(Saved entries)
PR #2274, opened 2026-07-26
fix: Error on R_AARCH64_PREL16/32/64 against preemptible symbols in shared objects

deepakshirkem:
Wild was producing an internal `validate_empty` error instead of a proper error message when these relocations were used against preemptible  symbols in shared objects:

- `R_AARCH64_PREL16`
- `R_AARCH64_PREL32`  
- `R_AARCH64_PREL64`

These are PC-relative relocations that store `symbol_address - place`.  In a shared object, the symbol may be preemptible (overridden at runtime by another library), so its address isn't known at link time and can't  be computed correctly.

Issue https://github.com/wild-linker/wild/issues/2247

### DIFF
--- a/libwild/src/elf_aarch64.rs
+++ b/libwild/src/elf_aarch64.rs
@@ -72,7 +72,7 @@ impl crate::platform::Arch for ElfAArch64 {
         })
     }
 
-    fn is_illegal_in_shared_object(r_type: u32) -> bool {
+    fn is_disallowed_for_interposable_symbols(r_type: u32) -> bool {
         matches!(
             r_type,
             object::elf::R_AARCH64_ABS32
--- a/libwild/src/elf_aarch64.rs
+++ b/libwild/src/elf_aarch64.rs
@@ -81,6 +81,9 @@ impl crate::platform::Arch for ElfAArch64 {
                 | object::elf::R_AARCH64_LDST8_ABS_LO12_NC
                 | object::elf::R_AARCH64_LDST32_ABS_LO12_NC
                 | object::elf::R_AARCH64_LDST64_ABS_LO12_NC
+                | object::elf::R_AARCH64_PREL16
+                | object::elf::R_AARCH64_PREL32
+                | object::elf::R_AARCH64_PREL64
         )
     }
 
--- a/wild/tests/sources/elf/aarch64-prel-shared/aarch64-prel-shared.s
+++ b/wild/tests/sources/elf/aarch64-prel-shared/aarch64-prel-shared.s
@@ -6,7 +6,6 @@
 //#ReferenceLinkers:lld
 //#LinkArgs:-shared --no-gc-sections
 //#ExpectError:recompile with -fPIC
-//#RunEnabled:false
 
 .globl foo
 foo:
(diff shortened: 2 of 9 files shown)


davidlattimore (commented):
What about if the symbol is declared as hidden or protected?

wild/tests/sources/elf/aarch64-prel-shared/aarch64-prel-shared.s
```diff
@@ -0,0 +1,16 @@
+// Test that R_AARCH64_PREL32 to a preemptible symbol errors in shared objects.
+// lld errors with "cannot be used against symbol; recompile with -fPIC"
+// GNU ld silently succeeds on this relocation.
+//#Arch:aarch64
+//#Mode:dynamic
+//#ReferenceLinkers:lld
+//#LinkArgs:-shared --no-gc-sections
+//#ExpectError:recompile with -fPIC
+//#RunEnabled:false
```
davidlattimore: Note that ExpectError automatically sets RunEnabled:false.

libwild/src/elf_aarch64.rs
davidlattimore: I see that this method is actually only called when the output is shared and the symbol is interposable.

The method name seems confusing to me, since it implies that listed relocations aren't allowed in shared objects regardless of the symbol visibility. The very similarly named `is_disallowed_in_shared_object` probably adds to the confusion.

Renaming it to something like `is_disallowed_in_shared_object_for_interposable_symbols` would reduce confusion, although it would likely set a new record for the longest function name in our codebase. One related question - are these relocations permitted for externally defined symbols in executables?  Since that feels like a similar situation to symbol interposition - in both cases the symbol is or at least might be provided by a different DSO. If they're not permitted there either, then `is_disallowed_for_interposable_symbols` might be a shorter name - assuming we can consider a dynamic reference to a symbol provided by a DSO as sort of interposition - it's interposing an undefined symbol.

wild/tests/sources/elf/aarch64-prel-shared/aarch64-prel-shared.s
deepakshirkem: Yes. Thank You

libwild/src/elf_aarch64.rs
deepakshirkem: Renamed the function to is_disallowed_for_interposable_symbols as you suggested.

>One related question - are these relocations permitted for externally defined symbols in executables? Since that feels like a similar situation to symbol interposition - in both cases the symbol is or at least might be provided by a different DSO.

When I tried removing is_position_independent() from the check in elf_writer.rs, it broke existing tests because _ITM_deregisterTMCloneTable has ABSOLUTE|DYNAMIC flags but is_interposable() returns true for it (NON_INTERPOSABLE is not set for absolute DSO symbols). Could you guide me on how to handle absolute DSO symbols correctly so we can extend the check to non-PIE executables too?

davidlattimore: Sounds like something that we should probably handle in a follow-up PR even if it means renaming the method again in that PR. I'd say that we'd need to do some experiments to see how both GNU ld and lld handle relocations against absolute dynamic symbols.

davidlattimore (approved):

:: Problem description ::
This task calls for an exact reproduction of the lines that start at the one containing "deepakshirkem: Renamed the" and continue to the end of the entries above.

:: Answer area ::
deepakshirkem: Renamed the function to is_disallowed_for_interposable_symbols as you suggested.

>One related question - are these relocations permitted for externally defined symbols in executables? Since that feels like a similar situation to symbol interposition - in both cases the symbol is or at least might be provided by a different DSO.

When I tried removing is_position_independent() from the check in elf_writer.rs, it broke existing tests because _ITM_deregisterTMCloneTable has ABSOLUTE|DYNAMIC flags but is_interposable() returns true for it (NON_INTERPOSABLE is not set for absolute DSO symbols). Could you guide me on how to handle absolute DSO symbols correctly so we can extend the check to non-PIE executables too?

davidlattimore: Sounds like something that we should probably handle in a follow-up PR even if it means renaming the method again in that PR. I'd say that we'd need to do some experiments to see how both GNU ld and lld handle relocations against absolute dynamic symbols.

davidlattimore (approved):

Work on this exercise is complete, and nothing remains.